Leaf-lesion segmentation is topology-sensitive: small merges, splits, or false holes can be biologically meaningful descriptors of biochemical pathways, yet they are weakly penalized by standard pixel-wise losses in Euclidean latents. I explore HyperTopo-Adapters, a lightweight, parameter-efficient head trained on top of a frozen vision encoder, which embeds features on a product manifold -- hyperbolic + Euclidean + spherical (H + E + S) -- to encourage hierarchical separation (H), local linear detail (E), and global closure (S). A topology prior complements Dice/BCE in two forms: (i) persistent-homology (PH) distance for evaluation and selection, and (ii) a differentiable surrogate that combines a soft Euler-characteristic match with total variation regularization for stable training. I introduce warm-ups for both the hyperbolic contrastive term and the topology prior, per-sample evaluation of structure-aware metrics (Boundary-F1, Betti errors, PD distance), and a min-PD within top-K Dice rule for checkpoint selection. On a Kaggle leaf-lesion dataset (N=2,940), early results show consistent gains in boundary and topology metrics (reducing Delta beta_1 hole error by 9%) while Dice/IoU remain competitive. The study is diagnostic by design: I report controlled ablations (curvature learning, latent dimensions, contrastive temperature, surrogate settings), and ongoing tests varying encoder strength (ResNet-50, DeepLabV3, DINOv2/v3), input resolution, PH weight, and partial unfreezing of late blocks. The contribution is an open, reproducible train/eval suite (available at https://github.com/ChimdiWalter/HyperTopo-Adapters) that isolates geometric/topological priors and surfaces failure modes to guide stronger, topology-preserving architectures.
Paper Structure (37 sections, 1 theorem, 9 equations, 8 figures, 2 tables, 1 algorithm)

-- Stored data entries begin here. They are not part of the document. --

PR #201, opened 2018-11-04
Fix anti-entropy bug

eatkins:
I noticed that sometimes my builds against the latest sbt nightly would
not re-trigger if my source file was touched while the test was running.
It turned out that the reason was that the condition that checked if the
file event occurred within the anti-entropy period was incorrect. I'm
not really sure why I wrote the initial condition this way.

The new test fails without the change to FileEventMonitor.scala.


typesafe-tools:
To validate this pull request against other sbt modules, please visit <A HREF="https://jenkins.scala-sbt.org:8592/job/sbt-validator/parambuild/?sbt=develop&zinc=develop&io=pull/201/head&librarymanagement=develop&util=develop&website=develop&deploy_to_bintray=false&run_sbt_community=false&verbose_dbuild=false&community_verbose=false">this link.</A>

eed3si9n (approved):

PR #207, opened 2018-12-15
Remove broken JNA code for FreeBSD

alexdupre:
FreeBSD 12 changed the `struct stat` ABI, with the consequence that the sbt io code badly breaks and make the JVM to crash in very unexpected ways.

I have patches for the openjdk8 port, that will be committed soon, that adds millisecond resolution to the get/setLastModifiedTime functions, so this custom native code is not needed anymore.

This patch can be merged also in the 1.2.x branch.

### DIFF
--- a/io/src/main/scala/sbt/internal/io/Milli.scala
+++ b/io/src/main/scala/sbt/internal/io/Milli.scala
@@ -224,20 +224,6 @@ private object Linux32Milli extends PosixMilliIntUtim[Linux32] {
   }
 }
 
-private class FreeBSD64FileStat extends StatLong(120, 40, 48)
-private trait FreeBSD64 extends Library with Utimensat[Long] {
-  def stat(filePath: String, buf: FreeBSD64FileStat): Int
-}
-private object FreeBSD64Milli extends PosixMilliLongUtim[FreeBSD64] {
-  protected final val AT_FDCWD: Int = -100
-  protected final val UTIME_OMIT: Long = -2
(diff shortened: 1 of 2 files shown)


typesafe-tools:
To validate this pull request against other sbt modules, please visit <A HREF="https://jenkins.scala-sbt.org:8592/job/sbt-validator/parambuild/?sbt=develop&zinc=develop&io=pull/207/head&librarymanagement=develop&util=develop&website=develop&deploy_to_bintray=false&run_sbt_community=false&verbose_dbuild=false&community_verbose=false">this link.</A>

io/src/main/scala/sbt/internal/io/Milli.scala
```diff
@@ -224,20 +224,6 @@ private object Linux32Milli extends PosixMilliIntUtim[Linux32] {
   }
 }
 
-private class FreeBSD64FileStat extends StatLong(120, 40, 48)
```
eatkins, line 227: Mima seems to have problems with private classes and traits inside of an object. If you add the missing classes to the mimaBinaryIssueFilters setting, CI should pass.

alexdupre: Thanks, fixed.

cunei (approved):
Looks good, thanks @alexdupre. That reminds me that we can modify the Milli code to use regular Java calls on JDK10 or greater, now. Opened a related issue at https://github.com/sbt/io/issues/211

This paper contains 37 sections, 1 theorem, 9 equations, 8 figures, 2 tables, 1 algorithm.

Key Result

Proposition 2.1

Any tree can be embedded into the Poincaré disk with arbitrarily low distortion, whereas embedding a tree into Euclidean space requires distortion that grows with the number of nodes.

Figures (8)

  • Figure 1: The HyperTopo Architecture pipeline I designed. Features are extracted by DINOv2 and projected into three distinct geometric manifolds before decoding.
  • Figure 2: Figure 2: Qualitative results from the Euclidean Baseline. Note the fragmentation (confetti-like predictions) in the red masks on the right, indicating high $\beta_0$ error.
  • Figure 3: Figure 3: Comparison of Euclidean vs. Naive HES. Note that while HES improves hole detection ($\Delta \beta_1$), it initially degrades Dice scores due to feature space fragmentation caused by the aggressive hyperbolic constraint ($\tau=0.1$).
  • Figure 4: Figure 4: Comparison of Euclidean vs. Tuned HyperTopo (HES High). With $\tau=0.2$ and optimized weights, the HyperTopo model (Green) recovers performance, beating the baseline in Dice and maintaining superior topological metrics.
  • Figure 5: Figure 5: Qualitative results for Naive H$\oplus$E$\oplus$S. While it captures necrotic holes (improved $\beta_1$), the overall mask integrity is poor, leading to lower Dice scores.